Microsoft has moved a step closer to launching its controversial AI-powered Recall tool, a feature for Windows that stores a comprehensive history of the user’s activity and has been called a “privacy nightmare”.

The feature has begun testing with users signed up to Microsoft’s Windows Insider testing programme in the Windows Release Preview channel, Microsoft said.

The Release Preview channel is normally where features are released for testing immediately before being rolled out more broadly to Windows 11.

Security concerns

Recall was originally intended to be released last June as key selling point for its Copilot+ PCs and laptops, which feature specialised chips from the likes of Qualcomm, Intel and AMD and are fine-tuned to run AI workloads.

The tool is designed to allow users to easily call up information from their browsing history or desktop activity, even if they can’t remember exactly which app the information was from, such as an item viewed online several days or weeks earlier.

Security researchers last year called the feature a potential security nightmare, due to the comprehensive information it stores, which could create issues if it fell into the wrong hands – for instance, if the user’s system were hacked.

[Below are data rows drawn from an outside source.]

PR #2930, opened 2026-06-20
Send `application_type` during Dynamic Client Registration (SEP-837)

Kludex:
Implements SEP-837 (the third client-side item of #2902): send `application_type` during Dynamic Client Registration.

## What changed

- Added `application_type: Literal["web", "native"] = "native"` to `OAuthClientMetadata`. It serializes into the DCR `/register` body via the existing `model_dump`.
- Default is `"native"`, matching the Rust SDK and the common MCP case (CLI/desktop clients with loopback redirect URIs - all our examples). Remote browser-based clients override to `"web"`.

Per the spec: omitting `application_type` defaults to `"web"` under OIDC, which an authorization server can reject for the `localhost` redirect URIs native clients use; non-OIDC servers ignore the parameter.

## Conformance

Unblocks and removes from the expected-failures baselines:

- **Default leg** (`expected-failures.yml`): the 6 `auth/iss-*` and `auth/offline-access-not-supported` (their iss/scope checks already passed under #2921; they only failed `sep-837-application-type-present` at DCR).
- **2026-07-28 leg** (`expected-failures.2026-07-28.yml`): the above plus `auth/metadata-default`, `auth/metadata-var{1,2,3}`, `auth/scope-from-*`, `auth/scope-omitted-when-undefined`, and `auth/token-endpoint-auth-{basic,post,none}`.

The 2026-07-28 leg passes cleanly with no stale or unexpected entries.

> **Note - pre-existing default-leg failure, not from this PR:** the default leg still reports `auth/scope-step-up` as an unexpected failure. This fails identically on clean `main` (verified): #2927 removed it from `expected-failures.yml` for the alpha.5 harness (which gates the SEP-2350 scope-union check to 2026-07-28+), but CI is still pinned to alpha.4, where the check fires on the default leg. It resolves when the harness pin moves to alpha.5 (already a TODO in `conformance.yml`) or when SEP-2350 lands. Out of scope here.

## AI Disclaimer

### DIFF
--- a/src/mcp/shared/auth.py
+++ b/src/mcp/shared/auth.py
@@ -67,6 +67,9 @@ class OAuthClientMetadata(BaseModel):
     # servers may also return additional types they support
     response_types: list[str] = ["code"]
     scope: str | None = None
+    # SEP-837: OIDC application_type. Defaults to "native" since MCP clients typically use
+    # loopback redirect URIs; set "web" for remote browser-based clients on a non-local host.
+    application_type: Literal["web", "native"] = "native"
 
     # these fields are currently unused, but we support & store them for potential
     # future use
--- a/.github/actions/conformance/expected-failures.2026-07-28.yml
+++ b/.github/actions/conformance/expected-failures.2026-07-28.yml
@@ -28,32 +28,6 @@ client:
   # branch takes the per-request _meta path.
   - tools_call
 
-  # --- SEP-837 (application_type during DCR) ---
-  # The sep-837-application-type-present check only fires on 2026-version
-  # runs; the client omits application_type during Dynamic Client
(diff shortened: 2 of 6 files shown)


src/mcp/shared/auth.py
```diff
@@ -67,6 +67,9 @@ class OAuthClientMetadata(BaseModel):
     # servers may also return additional types they support
     response_types: list[str] = ["code"]
     scope: str | None = None
+    # SEP-837: OIDC application_type. Defaults to "native" since MCP clients typically use
+    # loopback redirect URIs; set "web" for remote browser-based clients on a non-local host.
```
Kludex, line 71: No need for comment

maxisbey (approved):

PR #2931, opened 2026-06-20
Union previously requested scopes on step-up re-authorization (SEP-2350)

Kludex:
Implements SEP-2350 (the fourth client-side item of #2902): union previously requested scopes on step-up re-authorization.

## What changed

When a `403 insufficient_scope` challenge triggers step-up re-authorization, the OAuth client previously **replaced** `client_metadata.scope` with only the newly challenged scopes, dropping the scopes granted for earlier operations. It now requests the **union** of the previously requested scopes and the challenged scopes.

Per the spec: "Scope accumulation across operations is a client-side responsibility. Clients SHOULD compute the union of previously requested scopes and newly challenged scopes when initiating re-authorization." This lets servers stay stateless about client scope sets while clients keep their permissions.

- New `union_scopes(previous, new)` helper in `utils.py` — order-preserving, deduped.
- Unions at the 403 step-up call site in `oauth2.py`.

## Conformance

Flips **`auth/scope-step-up`** green on the default leg: `sep-2350-scope-union-on-reauth` now reports SUCCESS (21/21). No baseline edits were needed:

- **Default leg**: `scope-step-up` was already removed from `expected-failures.yml` by #2927 (for the alpha.5 harness), so it was an *unexpected* failure on the pinned alpha.4 harness. It now passes, so the default leg is green again - this also resolves the pre-existing failure I flagged in #2930.
- **2026-07-28 leg**: `scope-step-up` stays baselined there - it still fails for an unrelated reason ("client did not make an initial authorization request", the documented 2026 connection-lifecycle gap in `client.py`), not on the SEP-2350 check.

Both legs pass with no stale or unexpected entries.

## AI Disclaimer

### DIFF
--- a/docs/migration.md
+++ b/docs/migration.md
@@ -1303,6 +1303,10 @@ If you relied on extra fields round-tripping through MCP types, move that data i
 
 ## New Features
 
+### Step-up authorization unions previously requested scopes (SEP-2350)
+
+When a `403 insufficient_scope` challenge triggers step-up re-authorization, the OAuth client now requests the union of the previously requested scopes and the newly challenged scopes, instead of replacing the scope with only the challenged ones. This keeps permissions granted for earlier operations from being dropped when a later operation escalates. No API change; the wider scope is sent automatically on the re-authorization request.
+
 ### OAuth Dynamic Client Registration sends `application_type` (SEP-837)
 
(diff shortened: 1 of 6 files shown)


Kludex:
Ran a `codex review` pass, which flagged a valid edge case: on restart only the persisted token is reloaded (not `client_metadata.scope`), so the step-up union would re-authorize for less than was previously granted. Fixed in 33bcb51d - the union now also folds in the stored token's scope, and a new test (`test_403_step_up_preserves_scope_from_stored_token`) covers the restart path. Conformance `auth/scope-step-up` still passes 21/21.

maxisbey (approved):

PR #2933, opened 2026-06-20
Bind client credentials to their authorization server (SEP-2352)

Kludex:
Implements SEP-2352 (the last client-side item of #2902): bind OAuth client credentials to their authorization server and re-register when it changes.

## What changed

Persisted client credentials are now bound to the issuer that registered them. `OAuthClientInformationFull` gains an SDK-owned `issuer` field, set after DCR/CIMD. Before reusing stored credentials, the provider compares their recorded issuer to the authorization server discovered from protected resource metadata; on a mismatch it discards the credentials (and the old tokens) and re-registers, instead of presenting one server's `client_id` to another.

- **CIMD** (URL-based client IDs): portable across servers, always match - no re-registration.
- **No recorded issuer** (pre-registered, or stored before this change): no binding to enforce, left as-is.
- **No `TokenStorage` protocol change** - the `issuer` round-trips through the existing `get_client_info`/`set_client_info`, so the 8 in-repo implementations and downstream users are unaffected.

Follows the **Go SDK's** approach (issuer field on the client-info, proactive comparison). The TS SDK takes a reactive invalidate-on-error path that doesn't fit our httpx auth-generator cleanly.

## Conformance

The `auth/authorization-server-migration` scenario's `no-reuse-on-as-change` and `no-cross-as-credential-reuse` checks pass (the client never presents the old AS's `client_id` to the new AS). The `reregister-on-as-change` check is **not yet reached**: the scenario runs only at `2026-07-28`, where `client.py`'s 2025 stateful lifecycle is rejected (400 on `initialize`) before the migration 401 fires. The scenario therefore stays baselined in both expected-failures files, re-annotated to point at the stateless-lifecycle gap (the same gap blocking `tools_call`, `scope-step-up`, etc. on the 2026 leg) rather than SEP-2352. An in-process interaction test covers the migration end to end.

Both conformance legs pass with no stale or unexpected entries.

## #2902 status

This completes the **implementation** of all five client-side items (SEP-2207, SEP-2468, SEP-837, SEP-2350, SEP-2352). The AS-migration conformance scenario will go green once the 2026 stateless client lifecycle lands.

## AI Disclaimer

### DIFF
--- a/.github/actions/conformance/expected-failures.2026-07-28.yml
+++ b/.github/actions/conformance/expected-failures.2026-07-28.yml
@@ -46,8 +46,10 @@ client:
   # SEP-2243 (HTTP standardization): no fixture handler / client header support yet.
   - http-custom-headers
   - http-invalid-tool-headers
-  # SEP-2352 (authorization server migration): client does not re-register when
-  # PRM authorization_servers changes.
+  # SEP-2352 (authorization server migration): the client re-registers and does not reuse the old
+  # AS credentials, but the 2026-mode mock rejects the MCP POST before the migration 401 fires
+  # (client.py drives the 2025 stateful lifecycle), so the re-register check is never reached.
+  # Unblocks with the 2026 stateless client lifecycle.
   - auth/authorization-server-migration
   # auth/enterprise-managed-authorization (SEP-990) is in the 2025 baseline but
   # NOT here: the harness skips it as inapplicable at --spec-version 2026-07-28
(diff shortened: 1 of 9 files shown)


Kludex:
Ran a `codex review` pass, which raised two valid P2 edge cases — both fixed in 523b32b0:

1. **Legacy no-PRM DCR persisted `issuer=None`.** When PRM discovery fails but AS-metadata discovery succeeds, `auth_server_url` is None, so DCR creds were stamped with no issuer — a later PRM pointing elsewhere would reuse them. Now the bound issuer falls back to the discovered `oauth_metadata.issuer`.
2. **CIMD inferred from URL shape.** A registration server returning a URL-shaped `client_id` was misclassified as portable CIMD. Portability is now keyed on the `client_id` equaling the configured `client_metadata_url`, not URL syntax. Added a regression test (`test_credentials_match_issuer_url_shaped_dcr_id_is_not_portable`).

Full suite + 100% coverage + both conformance legs still green.

maxisbey (approved):

PR #2934, opened 2026-06-20
Buffer per-request StreamableHTTP streams to avoid serial-router head-of-line block

### LINKED ISSUE #1764: Race condition in StreamableHTTP: zero-buffer memory streams cause deadlock with concurrent SSE responses

maxisbey:
Two related fixes to the stateful `StreamableHTTPServerTransport` so concurrent requests can't wedge each other and event-store ordering doesn't depend on scheduler timing.

**Buffer the per-request `_request_streams` (head-of-line block).** Each POST registers a buffer-0 `_request_streams[id]` channel, `start_soon`s the `EventSourceResponse`, and pushes the request to the server. The single serial `message_router` then forwards each response with `await _request_streams[id][0].send(...)` — which on a buffer-0 stream parks until that request's `sse_writer` (started lazily, two `start_soon` hops deep) has reached its first `receive()`. While the router is parked on one request, every other in-flight response on the session is head-of-line blocked behind it. This gives the three `_request_streams[EventMessage]` sites a small bounded buffer (`REQUEST_STREAM_BUFFER_SIZE = 16`) so the router can deposit and move on. The downstream `sse_stream` dict streams stay at 0 — they're not on the router's send target.

**Store the priming event before request dispatch (event-store ordering).** With an `event_store` configured, `message_router` calls `store_event(msg)` before its `send()`, while the priming event was stored inside the lazily-started `sse_writer` — so its event-store position raced the first routed message. Splitting the helper into `_mint_priming_event` (store + return wire dict) and `_run_sse_writer` (forward onto the wire) lets the POST handler `await _mint_priming_event(...)` before `writer.send(session_message)`. The server can't emit anything for a request it hasn't received, so the priming row now precedes every router store for that stream by data dependency rather than scheduler timing — the same shape the TypeScript SDK uses.

## Motivation and Context

Fixes #1764. The natural race is hard to reproduce standalone (multiple parties report 0 hits across thousands of loopback iterations) but is observed consistently in production by several reporters on the issue. The unit-level head-of-line block is straightforward to demonstrate though: register two request streams, give B a consumer, leave A consumer-less, write responses A then B — on `main` B never arrives until A is closed; with this change B arrives immediately and A's response is buffered.

The priming-order fix addresses a review finding that the buffer change widened a pre-existing window where a routed message could be stored before the priming event.

## How Has This Been Tested?

- New `tests/server/test_streamable_http_router.py` drives the routing layer directly: one test for the head-of-line block, one asserting `[priming, m₁, …, m₅]` event-store order with no `sse_writer` ever scheduled.
- `tests/shared/test_streamable_http.py` priming-helper unit tests updated for `_mint_priming_event`.
- Existing reconnection / sse-polling / replay tests pass unchanged.

## Breaking Changes

None. `EventStore` ABC is unchanged.

**Intentional behaviour changes:**

- The standalone GET stream now buffers up to 16 server-initiated messages before backpressure engages on a slow GET client (was 0).
- A request whose consumer stalls past 16 messages (e.g. a long-running tool emitting many progress notifications to a stalled SSE client) can still wedge the router — this moves the threshold from 0 to 16, it doesn't remove the serial router. The routerless design in `_streamable_http_modern.py` is the structural fix on `main`.
- `_maybe_send_priming_event` is replaced by `_mint_priming_event` (returns the wire dict instead of sending) and `_run_sse_writer`. Both are private; no public surface change.
- The replay path's priming/live-tail ordering window is pre-existing and unchanged here; tracked separately.

## Types of changes

- [ ] Documentation update

## Checklist

## Additional context

The buffer-size approach matches what reporters on #1764 have field-validated (sed-patching to 10). 16 covers the reported single-response list-request case by construction (one message per id) plus headroom for small notification workloads, while staying bounded for the session-lifetime GET stream.

A separate change is needed for the stateless task-leak half of #1764 (#2145's request-scoped task-group approach); that's not bundled here.

### DIFF
--- a/tests/shared/test_streamable_http.py
+++ b/tests/shared/test_streamable_http.py
@@ -1636,80 +1636,30 @@ async def test_handle_sse_event_skips_empty_data() -> None:
 
 @pytest.mark.anyio
 async def test_priming_event_not_sent_for_old_protocol_version() -> None:
-    """_maybe_send_priming_event skips for old protocol versions (backwards compat)."""
-    # Create a transport with an event store
-    transport = StreamableHTTPServerTransport(
-        "/mcp",
-        event_store=SimpleEventStore(),
-    )
-
-    # Create a mock stream writer
-    write_stream, read_stream = anyio.create_memory_object_stream[dict[str, Any]](1)
-
-    try:
-        # Call _maybe_send_priming_event with OLD protocol version - should NOT send
-        await transport._maybe_send_priming_event("test-request-id", write_stream, "2025-06-18")
-
-        # Nothing should have been written to the stream
-        assert write_stream.statistics().current_buffer_used == 0
-
-        # Now test with NEW protocol version - should send
-        await transport._maybe_send_priming_event("test-request-id-2", write_stream, "2025-11-25")
-
-        # Should have written a priming event
-        assert write_stream.statistics().current_buffer_used == 1
-    finally:
-        await write_stream.aclose()
-        await read_stream.aclose()
+    """`_mint_priming_event` skips for old protocol versions (backwards compat)."""
+    transport = StreamableHTTPServerTransport("/mcp", event_store=SimpleEventStore())
+    assert await transport._mint_priming_event("test-request-id", "2025-06-18") is None
+    assert await transport._mint_priming_event("test-request-id-2", "2025-11-25") is not None
 
 
 @pytest.mark.anyio
 async def test_priming_event_not_sent_without_event_store() -> None:
-    """_maybe_send_priming_event returns early when no event_store is configured."""
-    # Create a transport WITHOUT an event store
+    """`_mint_priming_event` returns `None` when no event_store is configured."""
     transport = StreamableHTTPServerTransport("/mcp")
-
-    # Create a mock stream writer
-    write_stream, read_stream = anyio.create_memory_object_stream[dict[str, Any]](1)
-
-    try:
-        # Call _maybe_send_priming_event - should return early without sending
-        await transport._maybe_send_priming_event("test-request-id", write_stream, "2025-11-25")
-
-        # Nothing should have been written to the stream
-        assert write_stream.statistics().current_buffer_used == 0
-    finally:
-        await write_stream.aclose()
-        await read_stream.aclose()
+    assert await transport._mint_priming_event("test-request-id", "2025-11-25") is None
 
 
 @pytest.mark.anyio
 async def test_priming_event_includes_retry_interval() -> None:
-    """_maybe_send_priming_event includes the retry field when retry_interval is set."""
-    # Create a transport with an event store AND retry_interval
+    """`_mint_priming_event` includes the retry field when `retry_interval` is set."""
     transport = StreamableHTTPServerTransport(
         "/mcp",
         event_store=SimpleEventStore(),
         retry_interval=5000,
     )
-
-    # Create a mock stream writer
-    write_stream, read_stream = anyio.create_memory_object_stream[dict[str, Any]](1)
-
-    try:
-        # Call _maybe_send_priming_event with new protocol version
-        await transport._maybe_send_priming_event("test-request-id", write_stream, "2025-11-25")
-
-        # Should have written a priming event with retry field
-        assert write_stream.statistics().current_buffer_used == 1
-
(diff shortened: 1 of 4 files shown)


tests/shared/test_streamable_http.py
```diff
@@ -1636,80 +1636,30 @@ async def test_handle_sse_event_skips_empty_data() -> None:
...
-
-        # Now test with NEW protocol version - should send
-        await transport._maybe_send_priming_event("test-request-id-2", write_stream, "2025-11-25")
-
-        # Should have written a priming event
-        assert write_stream.statistics().current_buffer_used == 1
-    finally:
-        await write_stream.aclose()
-        await read_stream.aclose()
+    """`_mint_priming_event` skips for old protocol versions (backwards compat)."""
```
maxisbey: can we do a more high level end to end test here? if it's too hard to drive the client via only high level interfaces, then whatever you want for client is fine. but really I think we should have a high level test showing it works in memory with the transport and a real server.

felixweinberger (approved):

PR #2939, opened 2026-06-21
fix(mcpserver): preserve Annotated/Field metadata for dict[str, T] return types

### LINKED ISSUE #2935: dict[str, T] tool return types lose Annotated/Field metadata in output schema
### Initial Checks

### Description

Tools that return a string-keyed dict (dict[str, T]) lose any Annotated/Field metadata on the return type when the output schema is generated. A Field(description=...) on the return annotation shows up in the output schema for every other return type, but for dict[str, T] it's dropped.

I'd expect the description to be preserved, the same as other return types. Looks like the dict[str, T] branch in _try_create_model_and_schema builds the model from the Annotated-stripped type instead of the original annotation (there's an existing TODO on that line).

Have a simple, tested fix ready to go. Love the project and would love to contribute if possible! 

### Example Code

```Python
from typing import Annotated
from pydantic import Field
from mcp.server.mcpserver.utilities.func_metadata import func_metadata

def get_config() -> Annotated[dict[str, int], Field(description="Configuration values")]:
    return {"timeout": 30}

print(func_metadata(get_config).output_schema)
# {'type': 'object', 'additionalProperties': {'type': 'integer'}, 'title': 'get_configDictOutput'}
# expected to also include: 'description': 'Configuration values'
```

### Python & MCP Python SDK

```Text
Python 3.14.5
mcp: main branch (mcpserver / V2)
```

anneheartrecord:
## Summary

When a tool declares a `dict[str, T]` return type wrapped in `Annotated` with
Pydantic `Field` metadata (e.g. a description), that metadata was silently dropped
from the generated output schema.

```python
def get_config() -> Annotated[dict[str, int], Field(description="Configuration values")]:
    return {"timeout": 30}

print(func_metadata(get_config).output_schema)
# Before: {'type': 'object', 'additionalProperties': {'type': 'integer'}, 'title': 'get_configDictOutput'}
# After:  {'type': 'object', 'additionalProperties': {'type': 'integer'}, 'title': 'get_configDictOutput', 'description': 'Configuration values'}
```

## Root cause

In `_try_create_model_and_schema`, the `dict[str, T]` branch called
`_create_dict_model(func_name, type_expr)` where `type_expr` is the
`Annotated`-stripped type. The existing TODO comment on that line even flagged
the issue. The fix is to pass `original_annotation` instead, so
`RootModel[Annotated[dict[str, T], Field(...)]]` picks up the metadata.

## Changes

- `src/mcp/server/mcpserver/utilities/func_metadata.py`: pass `original_annotation`
  instead of `type_expr` to `_create_dict_model`; replace TODO comment with a
  clarifying one
- `tests/server/mcpserver/test_func_metadata.py`: add
  `test_structured_output_dict_str_preserves_annotated_metadata` regression test
  covering `Field(description=...)` and `Field(description=..., title=...)`

Fixes #2935

### DIFF
--- a/src/mcp/server/mcpserver/utilities/func_metadata.py
+++ b/src/mcp/server/mcpserver/utilities/func_metadata.py
@@ -349,9 +349,9 @@ def _try_create_model_and_schema(
         if origin is dict:
             args = get_args(type_expr)
             if len(args) == 2 and args[0] is str:
-                # TODO: should we use the original annotation? We are losing any potential `Annotated`
-                # metadata for Pydantic here:
-                model = _create_dict_model(func_name, type_expr)
+                # Use the original annotation (which may be `Annotated[dict[str, T], Field(...)]`)
+                # so that any Annotated metadata (e.g. Field description) is preserved in the schema.
+                model = _create_dict_model(func_name, original_annotation)
             else:
                 # dict with non-str keys needs wrapping
                 model = _create_wrapped_model(func_name, original_annotation)
--- a/tests/server/mcpserver/test_func_metadata.py
+++ b/tests/server/mcpserver/test_func_metadata.py
@@ -261,7 +261,9 @@ def test_structured_output_dict_str_preserves_annotated_metadata():
     )
 
     # Additional metadata (title, max_length, etc.) should also be preserved
-    def get_headers() -> Annotated[dict[str, str], Field(description="HTTP headers", title="Headers")]:  # pragma: no cover
+    def get_headers() -> Annotated[
+        dict[str, str], Field(description="HTTP headers", title="Headers")
+    ]:  # pragma: no cover
         return {"Content-Type": "application/json"}
 
     meta2 = func_metadata(get_headers)
--- a/tests/server/mcpserver/test_func_metadata.py
+++ b/tests/server/mcpserver/test_func_metadata.py
@@ -245,6 +245,31 @@ def test_structured_output_dict_str_types():
     assert "result" in meta.output_schema["properties"]
 
 
+def test_structured_output_dict_str_preserves_annotated_metadata():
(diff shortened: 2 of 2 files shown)


anneheartrecord:
Fixed the pre-commit failure — ruff-format wrapped a long return-type annotation in the test file. All other checks were already green.

itxaiohanglover:
Nice catch! Using `original_annotation` instead of `type_expr` preserves the Annotated metadata for Pydantic. Simple one-line fix with the right regression test covering both description and title metadata.

anneheartrecord:
@maxisbey — this has been open since Jun 21 with no maintainer pass, so surfacing it. It should be a fast one:

**It answers a TODO this repo already wrote.** `func_metadata.py` currently has, at line 510 on `main` today:

```python
# TODO: should we use the original annotation? We are losing any potential `Annotated`
# metadata for Pydantic here:
model = _create_dict_model(func_name, type_expr)
```

The answer is yes, and that is the whole change — passing `original_annotation` instead of `type_expr`, so `Annotated[dict[str, T], Field(description=...)]` keeps its metadata in the output schema. One line of source, plus a regression test covering both `description` and `title`. Fixes #2935.

**State:** +30/-3 across 2 files, all 27 checks green, still `MERGEABLE`. It also survived #3331 untouched — that PR reworked other parts of the same file, but this `origin is dict` branch and its TODO are unchanged on `main`, so the fix still applies as written. Happy to rebase for a fresh run if you want one.

**Independent read:** @itxaiohanglover looked at it on Jun 26 and reached the same conclusion about `original_annotation` vs `type_expr`.

No objection if you would rather resolve the TODO differently — if you prefer the metadata to be dropped deliberately and the comment removed instead, say so and I will close this. I mostly want the TODO to stop being ambiguous either way.

PR #2941, opened 2026-06-21
Slim ServerMiddleware to `(ctx, call_next)` and add `OpenTelemetryMiddleware`

Kludex:
## What

Reshapes the context-tier `ServerMiddleware` interface and adds a context-tier `OpenTelemetryMiddleware`.

- `ServerMiddleware.__call__` goes from `(ctx, method, params, call_next)` to `(ctx, call_next)`. `method` and `params` now live on `ServerRequestContext` as `ctx.method` and raw `ctx.params`.
- `CallNext` takes the context: `Callable[[ServerRequestContext], Awaitable[HandlerResult]]`. Middleware passes it through with `call_next(ctx)`, and can rewrite the inbound message via `call_next(replace(ctx, params=...))`.
- New `OpenTelemetryMiddleware` (context-tier) in `mcp/server/_otel.py`, mirroring the span shape of the existing dispatch-tier `otel_middleware`, which is left intact. It spans both requests and notifications, setting `jsonrpc.request.id` only when present.

## Why

The 4-arg signature duplicated `method`/`params` that already belong on the context, and `call_next()` could only observe, not rewrite. The new shape matches the pure-ASGI middleware model (single context in, pass it through, mutate before next) and lets middleware redirect params before the handler runs.

## Notes

- Raw `ctx.params` is deliberate: middleware runs before method lookup and validation (it wraps the failure path too), so no single validated type exists at that tier. Authors validate on demand with `Model.model_validate(ctx.params or {})`.
- Documented in `docs/migration.md` (no compat shim - the 4-arg form never shipped in a release).
- Reviewed with Codex; the notification `request_id is None` path was confirmed correct.

## AI Disclaimer

### DIFF
--- a/src/mcp/server/_otel.py
+++ b/src/mcp/server/_otel.py
@@ -1,0 +1,51 @@
+from __future__ import annotations
+
+from typing import Any
+
+from opentelemetry.trace import SpanKind, StatusCode
+from pydantic import ValidationError
+
+from mcp.server.context import CallNext, HandlerResult, ServerMiddleware, ServerRequestContext
+from mcp.shared._otel import extract_trace_context, otel_span
+from mcp.shared.exceptions import MCPError
+
+
+class OpenTelemetryMiddleware(ServerMiddleware[Any]):
+    """Context-tier middleware that wraps each inbound message in an OpenTelemetry span.
+
+    Span name `"MCP handle <method> [<target>]"`, `mcp.method.name` attribute, W3C
+    trace context extracted from `params._meta` (SEP-414), and an ERROR status if
+    the handler raises. Requests and notifications both get a span;
+    `jsonrpc.request.id` is set only when `ctx.request_id` is present (notifications
+    have none).
+    """
+
+    async def __call__(self, ctx: ServerRequestContext[Any, Any], call_next: CallNext) -> HandlerResult:
+        name = ctx.params.get("name") if ctx.params else None
+        target = name if isinstance(name, str) else None
+
+        attributes: dict[str, Any] = {"mcp.method.name": ctx.method}
+        if ctx.request_id is not None:
+            attributes["jsonrpc.request.id"] = str(ctx.request_id)
+
+        with otel_span(
+            name=f"MCP handle {ctx.method}{f' {target}' if target else ''}",
+            kind=SpanKind.SERVER,
+            attributes=attributes,
+            context=extract_trace_context(ctx.meta or {}),
+            record_exception=False,
+            set_status_on_exception=False,
+        ) as span:
+            try:
+                return await call_next(ctx)
+            except MCPError as e:
+                span.set_status(StatusCode.ERROR, e.error.message)
+                raise
+            except ValidationError:
+                # Mirror the sanitized wire response; pydantic messages carry client input.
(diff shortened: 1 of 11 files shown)


tests/server/test_otel.py
Kludex, line 1: I didn't realize I created those tests. I don't think they are necessary. We already have tests for otel.

src/mcp/server/runner.py
```diff
@@ -345,33 +357,33 @@ async def _inner() -> None:
...
+    def _compose_server_middleware(self, inner: CallNext) -> CallNext:
         """Wrap `inner` in `Server.middleware`, outermost-first.
 
         Shared by `_on_request` and `_on_notify` so the same middleware chain
-        observes every inbound message.
+        observes every inbound message. The composed callable takes the `ctx`
+        at call time, so a middleware can rewrite it for the rest of the chain.
         """
-        call = inner
+        call: CallNext = inner
```
Kludex: unnecessary type hint.

src/mcp/server/runner.py
```diff
@@ -169,6 +169,14 @@ def _dump_result(result: Any) -> dict[str, Any]:
     raise TypeError(f"handler returned {type(result).__name__}; expected BaseModel, dict, or None")
 
 
+def _apply_middleware(
+    mw: ServerMiddleware[Any], call_next: CallNext, ctx: ServerRequestContext[Any, Any]
+) -> Awaitable[HandlerResult]:
+    """Adapt one middleware to the `CallNext` shape: bind `call_next`, take
+    `ctx` at call time so a rewritten context flows down the chain."""
+    return mw(ctx, call_next)
```
Kludex: Is this necessary?

Also, we should stop using "mw" in this code source!!! I don't need to guess variable names!

src/mcp/server/_otel.py
```diff
@@ -0,0 +1,51 @@
...
+            attributes["jsonrpc.request.id"] = str(ctx.request_id)
+
+        with otel_span(
+            name=f"MCP handle {ctx.method}{f' {target}' if target else ''}",
+            kind=SpanKind.SERVER,
+            attributes=attributes,
+            context=extract_trace_context(ctx.meta or {}),
+            record_exception=False,
+            set_status_on_exception=False,
+        ) as span:
```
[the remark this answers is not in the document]
Kludex: Makes sense

src/mcp/server/runner.py
```diff
@@ -282,8 +293,8 @@ async def _inner() -> HandlerResult:
                 raise MCPError.from_error_data(result)
             return result
 
-        call = self._compose_server_middleware(ctx, method, params, _inner)
-        result = _dump_result(await call())
+        call = self._compose_server_middleware(_inner)
+        result = _dump_result(await call(ctx))
         # TODO: reject resultType values outside {"complete", "input_required"} unless the
         # corresponding extension is in this request's _meta clientCapabilities.extensions; the
         # explicit MUST-reject is client-side (basic/index.mdx ResultType), this enforces it proactively.
```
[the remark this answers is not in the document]
maxisbey: honestly not super sure what to do about this one @Kludex do you have any ideas?

felixweinberger (approved):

Recall’s initial launch was pushed back as Microsoft chose to carry out more security testing, and a second launch was announced in September, but this was also delayed.

Microsoft released a preview of the tool in November to testers in the Developer channel for Qualcomm-based Copilot+ PCs, followed shortly afterward by a similar test version for Intel- and AMD-powered Copilot+ systems.

The company said it plans to release Recall worldwide, but that users in the EU would have to wait for it until later in 2025.

A key alteration Microsoft made last autumn was to make Recall an opt-in feature – originally, it was enabled by default, and users who didn’t want it had to turn it off.

User control

In a blog post, Microsoft emphasised that users “can pause saving snapshots at any time” and said Recall does not share snapshots or associated data with Microsoft, third parties, or other users.

It said users must confirm their identity before accessing snapshot data, which is stored locally.

Users can choose which apps the feature captures data from, private browsing mode from some browsers won’t be captured, and users can delete screenshots that have already been captured.

Last autumn Microsoft said Recall would use its Purview software, an enterprise-level system designed to ensure Recall doesn’t save sensitive information such as passwords, national ID numbers or credit card numbers.

Purview contains a database that allows it to recognise such data and prevent the feature from capturing it.

Microsoft said it had conducted months of security reviews via its own Offensive Research and Security Engineering team and third-party experts.

The UK Information Commissioner’s Office said it had expectations that in Microsoft’s latest iterations of Recall, “user transparency was improved and personal data was not used for purposes other than those for which it was originally collected”.

It added that “organisations are accountable for demonstrating their ongoing compliance with data protection law”.